2016-03-23

Chinese Begin to Predict End of Housing Price Rise

Reuters: China Resources Land says top cities may take steps to steady housing market
State-backed property developer China Resources Land Ltd on Monday said local governments in the country's top-tier cities may introduce partial short-term tightening measures to tame an overheating housing market.

iFeng: 全国楼市“高烧”将退 暴涨城市房价或将回落
First-tier city home prices may fall

Cause I love my family group vice president Hu Jinghui analysis, in February the central fiscal policy, monetary policy, two-pronged approach, the continuous introduction of a number of favorable policies from many down payment, interest rate, deed tax, business tax and other property for the property market, especially second and third tier cities, effective stimulated the demand for property, boosted market confidence, so in February new home prices have more second and third tier cities turned up by the fall, the national new homes property market, the overall trend of recovery, while second-hand housing market is more mature and cities some second-tier cities in the second-hand housing prices are rising.

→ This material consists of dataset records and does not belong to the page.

PR #551, opened 2024-03-06
Defined advecting pulse test in dynamic diffusion regime

chongchonghe:
1. Defined advecting pulse test in the dynamic diffusion regime. 
2. Use a new odd-even correction: S_corr = (1/tau, 1, 1, 1) at high tau and (1, 1, 1, 1) otherwise. 
3. Increased error_tol in some tests as we use a new odd-even correction

### Related issues
None.

### Checklist

### DIFF
--- a/src/RadMarshakAsymptotic/test_radiation_marshak_asymptotic.cpp
+++ b/src/RadMarshakAsymptotic/test_radiation_marshak_asymptotic.cpp
@@ -326,7 +326,7 @@ auto problem_main() -> int
 		sol_norm += std::abs(Tmat_exact[i]);
 	}
 
-	const double error_tol = 0.05; // 5 per cent
+	const double error_tol = 0.09;
 	const double rel_error = err_norm / sol_norm;
 	amrex::Print() << "Relative L1 error norm = " << rel_error << std::endl;
 
--- a/src/CMakeLists.txt
+++ b/src/CMakeLists.txt
@@ -172,6 +172,7 @@ add_subdirectory(RadhydroShockCGS)
 add_subdirectory(RadhydroShockMultigroup)
 add_subdirectory(RadhydroUniformAdvecting)
 add_subdirectory(RadhydroPulse)
+add_subdirectory(RadhydroPulseDyn)
 add_subdirectory(RadhydroPulseGrey)
 add_subdirectory(RadhydroPulseMG)
 
--- a/src/RadMarshakAsymptotic/test_radiation_marshak_asymptotic.hpp
+++ b/src/RadMarshakAsymptotic/test_radiation_marshak_asymptotic.hpp
@@ -5,7 +5,7 @@
 // Copyright 2020 Benjamin Wibking.
 // Released under the MIT license. See LICENSE file included in the GitHub repo.
 //==============================================================================
-/// \file test_radiation_marshak.hpp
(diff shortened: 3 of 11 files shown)


markkrumholz (approved):

BenWibking:
The GPU tests still need to run. Please don't merge yet.

src/RadMarshakAsymptotic/test_radiation_marshak_asymptotic.cpp
```diff
@@ -326,7 +326,7 @@ auto problem_main() -> int
 		sol_norm += std::abs(Tmat_exact[i]);
 	}
 
-	const double error_tol = 0.05; // 5 per cent
+	const double error_tol = 0.09;
```
BenWibking, line 329: This seems a bit large. Can you post a plot of the solution?

chongchonghe: Here is the new plot:
marshak_wave_asymptotic_gastemperature

compare to the old plot:
marshak_wave_asymptotic_gastemperature-cfl0 9

The new plot is smoother thanks to the new odd-even correction, but there is one single dot at x=0.14 that is ahead of the analytic solution by (maybe) 0.005, but the relative error is huge because of the sharp drop at the wave front. I think we can live with this.

markkrumholz: In cases like this is may just be that using |sim - exact| / exact as your definition of the error is not a good choice of how to define the error metric, since formally the exact solution is zero -- the only reason that the error didn't come out as infinite is that you have had to impose some finite temperature even in the upstream reason for numerical reasons. A better metric for error for this sort of problem might be to define the position of the front somehow (for example the first cell for which T > 1.1 * T_init) and check that the front position is accurate to a cell.

chongchonghe: We compare the total L1 norm of the error with the total L1 norm of the exact solution, sum(|sim - exact|) / sum(|exact|), so there is no problem of relative error being infinite. 

Indeed, I agree. We could add an extra metric to check the position of the wavefront.

chongchonghe:
The GPU tests are staying in the queue forever ... I thought we get our own AMD GPU for testing, so I'm expecting the GPU amdclang test to start very fast. Are we not using it, or the machine is malfunctioning? @BenWibking

BenWibking:
You can check what's running on this page: https://dev.azure.com/quokka-code/quokka-CI/_build

It looks like the answer is "nothing", which happens when the machine is rebooted and Chris doesn't tell me. I have to manually re-start the CI agent. I will do that now.

BenWibking:
`moth` is running tests now. `avatargpue` is currently offline (presumably having its hard drive replaced).

markkrumholz:
> `moth` is running tests now. `avatargpue` is currently offline (presumably having its hard drive replaced).

Yes -- unfortunately the drive did not arrive as scheduled yesterday, so hopefully it got here today.

chongchonghe:
@BenWibking What's the reason for the nvcc failure and is it working now?

BenWibking:
The reason is that the drivers weren't re-installed after the machine died. They are now and it works.

PR #552, opened 2024-03-07
New source terms that include the work term

chongchonghe:
### Description

A new scheme for radiation-matter coupling that includes the work term in the source terms and also includes up to $\beta^2$ terms in the flux update. 

- A new parameter `beta_order` is introduced in RadSystem_Traits. It's used to control the order of the $\beta$ terms to include in the radiation four-force. Available options are 1, 2, and 3. 
- The user can set `include_work_term_in_source = false` in radiation_system.hpp to restore the old scheme. I didn't add this to RadSystem_Traits, so you have to do it in the source file. 

The radiation-matter coupling is done in three steps:

##### Step 1: Energy exchange

The motivation to include the work term in the source terms is as fellows. The energy equations excluding the transport part are:

$$
\begin{gather}
\frac{\partial}{\partial t} E = c G^0 \\
\frac{\partial}{\partial t} E_r = -\hat{c} G^0
\end{gather}
$$

where E is the gas **total** energy. The fully relativistic expression of the time-like component of the four-force is (there are extra terms if $\kappa_F \ne \kappa_E$): 

$$
-cG^0 = \hat{c} \gamma (\kappa_P B - \kappa_E E_r) + \hat{c} c^{-2} \gamma_3 \kappa_F v^i F^i
$$

where I denote $4 \pi B/c$ as $B$. In the scheme presented in the Quokka paper, only the $B-E$ term is included in the source function, and it's okay to assume the $E$ in the above RHD equation is the internal energy. However, this simplification breaks down in the advecting diffusive uniform medium test. Imagine a test problem where the radiation (with uniform energy density $E_0$) is in thermal equilibrium with a uniform medium and you boost it to a moving frame with velocity $v$. In the lab frame, $B = E_0$ but $E_r > E_0$ due to Lorentz transformation. Therefore, in this scheme the source term is non-zero and the radiation is out of equilibrium with matter. The matter temperature will increase in the energy exchange step. In the next steps, the gas internal energy is not touched, so it's off from the correct equilibrium forever.

This issue goes away if you include the work ($v^i F^i$) in the source term. We can show that the source $G^0$ in the lab frame vanishes precisely in the aforementioned test problem. 

##### Step 2: Flux update

The momentum and flux equations (excluding the transport part) are 

$$
\begin{gather}
\frac{\partial}{\partial t} \rho v^i = G^i, \\
\frac{\partial}{\partial t} F^i = - \hat{c} c G^i
\end{gather}
$$

and 

$$
\begin{align}
-c \hat{c} G^i = &- \hat{c} \kappa_F \gamma ~F^i + \hat{c} \kappa_P B \gamma ~v^i + \hat{c} \kappa_F \gamma ~v^j P^{ji} \\
& + \hat{c} (\kappa_F - \kappa_E)(E \gamma^3 - 2 \frac{v^j F^j}{c^2} \gamma^3) ~v^i 
\end{align}
$$

We use the backward Euler scheme for flux update:

$$
\frac{F^i - F_0^i}{\Delta t} = - \hat{c} c G^i
$$

where the subscript $0$ indicates the old state and the variables without subscript $0$ are in the new state. In $G^i$, the following two terms are lagged: the velocity $v^i$ and Edington tensor $T^{ij}$. We take a valid assumption that the Eddington tensor is unchanged, because the regime where the flux could have significant variable, which is the diffusion regime, is when the Eddington tensor is nearly constant at 1/3 I. The lagged velocity can cause huge error when the radiation force is stronge. We eliminate this lag in velocity via iterations in the next step. 

Assuming $F^i$ is the only implicit quantity in the equation, it's straight forward to solve $F^i$. In the case of $\kappa_F - \kappa_E = 0$​, the solution is

$$
F_i = \frac{F_0^i + \hat{c} \Delta t (\kappa_P B \gamma v^i + \kappa_F \gamma v^j P^{ji})}{1 + \hat{c} \Delta t \kappa_F \gamma}
$$

In the case of  $\kappa_F - \kappa_E \ne 0$, $G^i$ would contain all three components of $F$, therefore we need to solve for $F^i$​ by inverting a 3x3 matrix. This is done by the hand-crafted `Solve3x3matrix` function that avoids dividing any of the off-diagonal elements which could be zero. 

The value of $\gamma$ is controled by the `beta_order` parameter. $\gamma = 1$ when `beta_order = 0` or `beta_order = 1`, and $\gamma = 1 + \beta^2/2$ when `beta_order = 2`. When `beta_order >= 3`, we use the fully relativistic formula $\gamma = 1/\sqrt{1 - \beta^2}$. Furthermore, the $\beta^2$ term in $G^i$ is ignored when `beta_order < 2`. 

##### Step 3: Perform iteration to ensure the gas velocity is up to date 

To complete radiation-matter coupling, we iteration step 1 and step 2 to make sure the gas velocity is up to date and the energy is conserved.

1. Use the new source term, $S = \Delta t \hat{c} \gamma (\kappa_{P} B - \kappa_E E) + \Delta t \hat{c} c^{-2} \gamma \kappa_F v_i F_i$, to update the gas internal energy $E_g$ and radiation energy $E_r$. In this step, the total energy is conserved. We record the (lagged) work term as $W^\star \sim v_i F_i$. 
2. Update flux using backward Euler scheme.
3. Update gas momentum following $(\rho v_i)^{(t+1)} = (\rho v_i)^{\star} - \Delta F_i / (c \hat{c})$. 
4. $E_g^{(t+1)} \leftarrow E_g^{(t+1)} - \Delta K$ where $\Delta K$ is the change in kinetic energy. In this and previous step, the gas total energy is conserved. 
5. Calculate the updated work term: $W \sim v_i F_i$. 
6. Check if $W$ converges to $W^\star$ with the criteria listed below. If yes, break; otherwise, restart from step 1 with $W^\star \leftarrow W$. The convergence criteria I use are: $(c/\hat{c}) |W - W^{\star}|/E_{\rm tot} < 10^{-13}$, or $|W - W^{\star}|/W^{\star} < 10^{-13}$, or  $|W - W^{\star}|/S < 10^{-13}$. 

This scheme passed all the tests, and at most 5 iterations is used. The results from all the tests are nearly identical to the previous results.

### Related issues

I adjusted the parameters in the `RadhydroUniformAdvecting` test problem so that it's in the dynamic diffusion regime. The old scheme failed at this test but the new scheme passed.

### Alternative Approaches

We can also set the old scheme to default and optionally turn on this new scheme. But since this new scheme passes tests that the old scheme failed, and it is ONLY more expensive in the diffusion regime where it gives more accurate result, we should probably keep it as default.

We can remove `compute_v_over_c_terms` in RadSystem_Traits and replace it with `beta_order = 0`. 

### Checklist


markkrumholz (commented):
Looks good. Please just have a look at the codeQL warnings, and one those are resolved I am happy to approve.

BenWibking:
It's a little strange to me that we use an expansion in $v/c$ for other terms, but here use the full Lorentz factor.

It might be ok, but I am concerned about the possbility of a subtle inconsistency to not expand everything to the same order in $v/c$. Is there a reason to prefer it this way in a non-relativistic code?

markkrumholz:
> It's a little strange to me that we use an expansion in v/c for other terms, but here use the full Lorentz factor.
> 
> It might be ok, but I am concerned about the possbility of a subtle inconsistency to not expand everything to the same order in v/c. Is there a reason to prefer it this way in a non-relativistic code?

Well this isn't the default option -- the default is to use an expansion in v/c. I think the option to use the full Lorentz factor is mostly a debugging / testing capability. I can't see any good reason why one would use it in practice.

BenWibking:
> > It's a little strange to me that we use an expansion in v/c for other terms, but here use the full Lorentz factor.
> > It might be ok, but I am concerned about the possbility of a subtle inconsistency to not expand everything to the same order in v/c. Is there a reason to prefer it this way in a non-relativistic code?
> 
> Well this isn't the default option -- the default is to use an expansion in v/c. I think the option to use the full Lorentz factor is mostly a debugging / testing capability. I can't see any good reason why one would use it in practice.

Ok, I see that now. Maybe the use of the full Lorentz factor could be controlled by a different parameter, since it's not actually $O(\beta^3)$? I think that it is very confusing to enable it by setting `beta_order=3`.

chongchonghe:
> > > It's a little strange to me that we use an expansion in v/c for other terms, but here use the full Lorentz factor.
> > > It might be ok, but I am concerned about the possbility of a subtle inconsistency to not expand everything to the same order in v/c. Is there a reason to prefer it this way in a non-relativistic code?
> > 
> > 
> > Well this isn't the default option -- the default is to use an expansion in v/c. I think the option to use the full Lorentz factor is mostly a debugging / testing capability. I can't see any good reason why one would use it in practice.
> 
> Ok, I see that now. Maybe the use of the full Lorentz factor could be controlled by a different parameter, since it's not actually O(β3)? I think that it is very confusing to enable it by setting `beta_order=3`.

That's true. Maybe use `beta_order=-1` for Lorentz factor?

markkrumholz:
> > > > It's a little strange to me that we use an expansion in v/c for other terms, but here use the full Lorentz factor.
> > > > It might be ok, but I am concerned about the possbility of a subtle inconsistency to not expand everything to the same order in v/c. Is there a reason to prefer it this way in a non-relativistic code?
> > > 
> > > 
> > > Well this isn't the default option -- the default is to use an expansion in v/c. I think the option to use the full Lorentz factor is mostly a debugging / testing capability. I can't see any good reason why one would use it in practice.
> > 
> > 
> > Ok, I see that now. Maybe the use of the full Lorentz factor could be controlled by a different parameter, since it's not actually O(β3)? I think that it is very confusing to enable it by setting `beta_order=3`.
> 
> That's true. Maybe use `beta_order=-1` for Lorentz factor?

That would be fine with me. I personally don't find `beta_order=3` confusing, but having `-1` be the flag for using the full Lorentz factor would perhaps be clearer.

BenWibking:
@chongchonghe Can you add `beta_order` to the list of runtime parameters in the docs: https://quokka-astro.github.io/quokka/parameters.html?

chongchonghe:
> @chongchonghe Can you add `beta_order` to the list of runtime parameters in the docs: https://quokka-astro.github.io/quokka/parameters.html?

Oh, but `beta_order` is not a runtime parameter. You can't specify it in the .in file. What's more, I define it as a constexpr and it has consequences at compile time.

BenWibking:
> > @chongchonghe Can you add `beta_order` to the list of runtime parameters in the docs: https://quokka-astro.github.io/quokka/parameters.html?
> 
> Oh, but `beta_order` is not a runtime parameter. You can't specify it in the .in file. What's more, I define it as a constexpr and it has consequences at compile time.

Ah, ok, nevermind then. We should at some point add a documentation page for compile-time parameters, but no need to do that in this PR.

chongchonghe:
> Looks good. Please just have a look at the codeQL warnings, and one those are resolved I am happy to approve.

What codeQL warnings? I don't see any.

markkrumholz:
> > Looks good. Please just have a look at the codeQL warnings, and one those are resolved I am happy to approve.
> 
> What codeQL warnings? I don't see any.

If you look earlier in the discussion, you will see comments on radsystem.hpp line 1134 from CodeQL. They are provided by "github-advanced-security bot".

chongchonghe:
> > > Looks good. Please just have a look at the codeQL warnings, and one those are resolved I am happy to approve.
> > 
> > 
> > What codeQL warnings? I don't see any.
> 
> If you look earlier in the discussion, you will see comments on radsystem.hpp line 1134 from CodeQL. They are provided by "github-advanced-security bot".

OK, I saw that. I believe they are false positives, so I ignored them.

markkrumholz:
> > > > Looks good. Please just have a look at the codeQL warnings, and one those are resolved I am happy to approve.
> > > 
> > > 
> > > What codeQL warnings? I don't see any.
> > 
> > 
> > If you look earlier in the discussion, you will see comments on radsystem.hpp line 1134 from CodeQL. They are provided by "github-advanced-security bot".
> 
> OK, I saw that. I believe they are false positives, so I ignored them.

OK, that's fine. I am happy to proceed.

chongchonghe:
OK, all CPU checks have passed. I'll wait till my other PR is merged into dev branch and I'll merge the dev branch into this branch, then I'll trigger GPU tests.

markkrumholz (dismissed):

chongchonghe:
@markkrumholz Can you approve this PR again? It merged in recent updates and need another approve.

markkrumholz (approved):

PR #570, opened 2024-03-18
Refactor Reconstruction Functions

AstroKriel:
### Description
I have relocated the reconstruction functions to all sit within the HyperbolicSystem class, and tried to minimise code duplication.

### Checklist
- [ ] (Not Applicable) I have added a link to any related issues see (see above).
- [ ] (Not Applicable) I have added tests for any new physics that this PR adds to the code.


markkrumholz:
@AstroKriel: were you attempting to ask me to review this? You assigned it to me, which is not the same thing as requesting my review.

AstroKriel:
@markkrumholz, ah yes, I see! Fixed it now.

markkrumholz (commented):
Generally looks fine, but just two comments. 

(1) Though it's not part of the automated test suite, can you confirm that the 3d problems still pass with these changes? Just want to make sure that we're still reconstructing the number of cells we need to be reconstructing in 3d.

(2) It would be good to add a comment to the header in hyperbolic system explaining the relationship between the index ranges used in the multiFab and Array4 versions of the reconstruct functions. That is, the comment should say that calling the multiFab versions with nghost = ng is equivalent to looping over the Fabs and then calling the Array4 versions with cellRange set equal to fabBox.lo + ng to fabBox.hi - ng, or something like that. This will be useful for people who need to interface with these versions in the future.

src/hyperbolic_system.hpp
```diff
@@ -34,13 +34,27 @@ namespace quokka
...
       public:
+	template <SlopeLimiter limiter> static auto SlopeFunc(amrex::Real x, amrex::Real y) -> amrex::Real
+	{
+		if (limiter == SlopeLimiter::minmod) {
+			return minmod(x, y);
+		}
+		if (limiter == SlopeLimiter::MC) {
+			return MC(x, y);
+		}
+		throw std::invalid_argument("Invalid slope limiter specified.");
```
BenWibking: We should **never** throw exceptions. They do not work on GPU. Since this is a template argument, you can use `static_assert` here.

src/hyperbolic_system.hpp
```diff
@@ -34,13 +34,27 @@ namespace quokka
...
 using array_t = amrex::Array4<amrex::Real> const;
 using arrayconst_t = amrex::Array4<const amrex::Real> const;
 
 /// Class for a hyperbolic system of conservation laws
 template <typename problem_t> class HyperbolicSystem
 {
       public:
+	template <SlopeLimiter limiter> static auto SlopeFunc(amrex::Real x, amrex::Real y) -> amrex::Real
+	{
+		if (limiter == SlopeLimiter::minmod) {
```
BenWibking: This should be `if constexpr`.

src/hyperbolic_system.hpp
```diff
@@ -34,13 +34,27 @@ namespace quokka
...
+			return minmod(x, y);
+		}
+		if (limiter == SlopeLimiter::MC) {
```
BenWibking: This should be `if constexpr`

BenWibking (changes requested):
You should be aware that C++ exceptions do not work on GPUs. They simply do nothing when executed on GPUs. For that reason, they should *never* be used. If they are throwing an error based on something that can be computed at compile time, use `static_assert` instead.

BenWibking:
> (1) Though it's not part of the automated test suite, can you confirm that the 3d problems still pass with these changes? Just want to make sure that we're still reconstructing the number of cells we need to be reconstructing in 3d.
> 

@markkrumholz The GPU tests run 3D problems, so that should be covered. However, the GPU tests currently fail.

src/hyperbolic_system.hpp
AstroKriel: Done.

src/hyperbolic_system.hpp
AstroKriel: Done.

src/hyperbolic_system.hpp
AstroKriel: Done.

AstroKriel:
I'm digging into what's happening with the 3D tests. Looks like its failing to compile on the GPU.

src/hyperbolic_system.hpp
```diff
@@ -208,12 +297,7 @@ template <FluxDir DIR>
 void HyperbolicSystem<problem_t>::ReconstructStatesPPM(amrex::MultiFab const &q_mf, amrex::MultiFab &leftState_mf, amrex::MultiFab &rightState_mf,
 						       const int nghost, const int nvars, const int iReadFrom, const int iWriteFrom)
 {
-	BL_PROFILE("HyperbolicSystem::ReconstructStatesPPM()");
-
-	// By convention, the interfaces are defined on the left edge of each
-	// zone, i.e. xleft_(i) is the "left"-side of the interface at the left
-	// edge of zone i, and xright_(i) is the "right"-side of the interface
-	// at the *left* edge of zone i.
+	BL_PROFILE("HyperbolicSystem::ReconstructStatesPPM(MultiFabs)");
```
BenWibking: You should be able to fix the clang-tidy warning by changing this to
`const BL_PROFILE("HyperbolicSystem::ReconstructStatesPPM(MultiFabs)");`

src/hyperbolic_system.hpp
```diff
@@ -227,91 +311,125 @@ void HyperbolicSystem<problem_t>::ReconstructStatesPPM(amrex::MultiFab const &q_
...
+	});
+}
+
+template <typename problem_t>
+template <FluxDir DIR>
+AMREX_GPU_HOST_DEVICE void HyperbolicSystem<problem_t>::ReconstructStatesPPM(arrayconst_t &q_in, array_t &leftState_in, array_t &rightState_in,
+									     amrex::Box const &cellRange, amrex::Box const & /*interfaceRange*/,
+									     const int nvars, const int iReadFrom, const int iWriteFrom)
+{
+	BL_PROFILE("HyperbolicSystem::ReconstructStatesPPM(Arrays)");
```
BenWibking: You can fix the warning by changing this line to:
`const BL_PROFILE("HyperbolicSystem::ReconstructStatesPPM(Arrays)");`

src/hyperbolic_system.hpp
AstroKriel: Done.

src/hyperbolic_system.hpp
AstroKriel: Done.

BenWibking:
It looks good to me, but I think Chongchong's PR introduced a conflict in `radiation_system.hpp`. Hopefully it is straightforward to fix.

BenWibking:
@AstroKriel Can you fix the merge conflict? That's the only thing holding this up.

AstroKriel:
> You should be aware that C++ exceptions do not work on GPUs. They simply do nothing when executed on GPUs. For that reason, they should _never_ be used. If they are throwing an error based on something that can be computed at compile time, use `static_assert` instead.

I have fixed this, could you resolve this request, please?

BenWibking (approved):

Issue #566, opened 2024-03-17
refuse to build when Cray compiler is detected for CPU-only builds


BenWibking:
**Describe the proposal**
We refuse to build when the Cray C/C++ Compiler (cce) is detected *and* we are doing a CPU-only build. It miscompiles the code and produces wrong output.

However, when doing a GPU build, it works fine.

**Additional context**
@chongchonghe found that compiling using `cce/15.0.1` causes the test suite to fail on CPU, but works on GPU.

psharda:
So this is an issue if you compile using `setonix-cpu.profile` and `setonix-gpu.profile`?

BenWibking:
> So this is an issue if you compile using `setonix-cpu.profile` and `setonix-gpu.profile`?

Yes.

PR #571, opened 2024-03-18
Load rocm for setonix CPUs

### LINKED ISSUE #563: setonix-cpu profile needs rocm
**Describe the bug**
We need `module load rocm/5.4.3` in `setonix-cpu.profile` otherwise setonix cannot find HIP. 

**To Reproduce**
```
source scripts/setonix-cpu.profile
mkdir build
cd build
cmake -C ../cmake/setonix.cmake .. -DCMAKE_BUILD_TYPE=Release -DQUOKKA_PYTHON=OFF -DAMReX_SPACEDIM=3 -DCMAKE_C_COMPILER=cc -DCMAKE_CXX_COMPILER=CC
```

**Additional context**
Maybe something changed in setonix which is why loading rocm for CPU only build on setonix was not needed.
Thanks to @aditivijayan for figuring it out.

psharda:
### Description
We need to load rocm while compiling on setonix CPUs.

### Related issues
Fixes #563 

### Checklist

### DIFF
--- a/scripts/setonix-cpu.profile
+++ b/scripts/setonix-cpu.profile
@@ -14,6 +14,6 @@ export MPICH_GPU_SUPPORT_ENABLED=0
 
 # compiler environment hints
 export CC=$(which cc)
-export CXX="$(which CC) -fno-cray"
+export CXX="$(which CC)"
 export FC=$(which ftn)
-
+export CXXFLAGS="$CXXFLAGS -fno-cray"
--- a/scripts/setonix-cpu.profile
+++ b/scripts/setonix-cpu.profile
@@ -7,6 +7,7 @@ module load cray-mpich
 module load cce/15.0.1
 module load cray-hdf5
 module load cray-python/3.9.13.1
+module load rocm/5.4.3
 
 # GPU-aware MPI
 export MPICH_GPU_SUPPORT_ENABLED=0
--- a/scripts/setonix-cpu.profile
+++ b/scripts/setonix-cpu.profile
@@ -14,6 +14,6 @@ export MPICH_GPU_SUPPORT_ENABLED=0
 
 # compiler environment hints
 export CC=$(which cc)
-export CXX=$(which CC)
+export CXX="$(which CC) -fno-cray"
 export FC=$(which ftn)
 
--- a/scripts/setonix-gpu.profile
+++ b/scripts/setonix-gpu.profile
@@ -24,5 +24,5 @@ export CC=$(which cc)
 export CXX=$(which CC)
 export FC=$(which ftn)
 export CFLAGS="-I${ROCM_PATH}/include"
-export CXXFLAGS="-I${ROCM_PATH}/include"
+export CXXFLAGS="-I${ROCM_PATH}/include -fno-cray"
 


BenWibking:
For production runs on CPUs, it might be better to avoid the Cray compiler altogether and use gcc instead.

scripts/setonix-cpu.profile
```diff
@@ -7,12 +7,13 @@ module load cray-mpich
...
 module load cray-python/3.9.13.1
+module load rocm/5.4.3
 
 # GPU-aware MPI
 export MPICH_GPU_SUPPORT_ENABLED=0
 
 # compiler environment hints
 export CC=$(which cc)
-export CXX=$(which CC)
+export CXX="$(which CC) -fno-cray"
```
psharda: @BenWibking will this fix #566 for CPUs? Will it work even if the compiler is not cray?

BenWibking: It's probably a better idea to detect the cray compiler based on the value of `CMAKE_CXX_COMPILER_ID`, e.g.
https://github.com/quokka-astro/quokka/blob/a2acbb741a282be88b48ad52279196c3d421aaeb/src/CMakeLists.txt#L79
except the appropriate compiler ID is "CrayClang" (https://cmake.org/cmake/help/latest/variable/CMAKE_LANG_COMPILER_ID.html).

psharda: oops, put it in the wrong place

BenWibking (dismissed):

psharda:
Ugh, using `fno-cray` seems to give a linker error while compiling on Setonix CPUs.

BenWibking:
@chongchonghe got it to work on Setonix -- maybe @chongchonghe can help?

chongchonghe:
On top of the setonix-gpu.profile, I have to add `-ffp=0` to both `CFLAGS=` and `CXXFLAGS=` and the code compiles and produces correct results for some pure hydro simulations. The radiation runs failed.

Hu Jinghui said that in February prices continued to rise at the same time, we should also see housing prices in Shenzhen vanguard of new and existing homes, home prices began to fall than rise, indicating that some time ago soaring prices of cities, especially in Shenzhen being taken curb speculative investment, curb housing prices move has been noticed. Expects the future with the further withdrawal of investors, the Shenzhen property market will be the first cool down, prices finished lower, or will, immediately after Shenzhen, housing prices in Shanghai, Beijing, Guangzhou and other first-tier and second-tier cities focus will gradually stabilize, and some pre-Rate regional soaring, housing prices may pullback.

SCMP: A chill descends over Shenzhen’s formerly red-hot housing market
Total transactions by area in the nation’s most expensive city decreased 24 per cent to 89,400 square metres last week over the prior week, and fell 10 per cent year on year, according to China Index Academy. That compares to at least 25 per cent year on year growth in three other first-tier cities of Beijing, Shanghai and Guangzhou.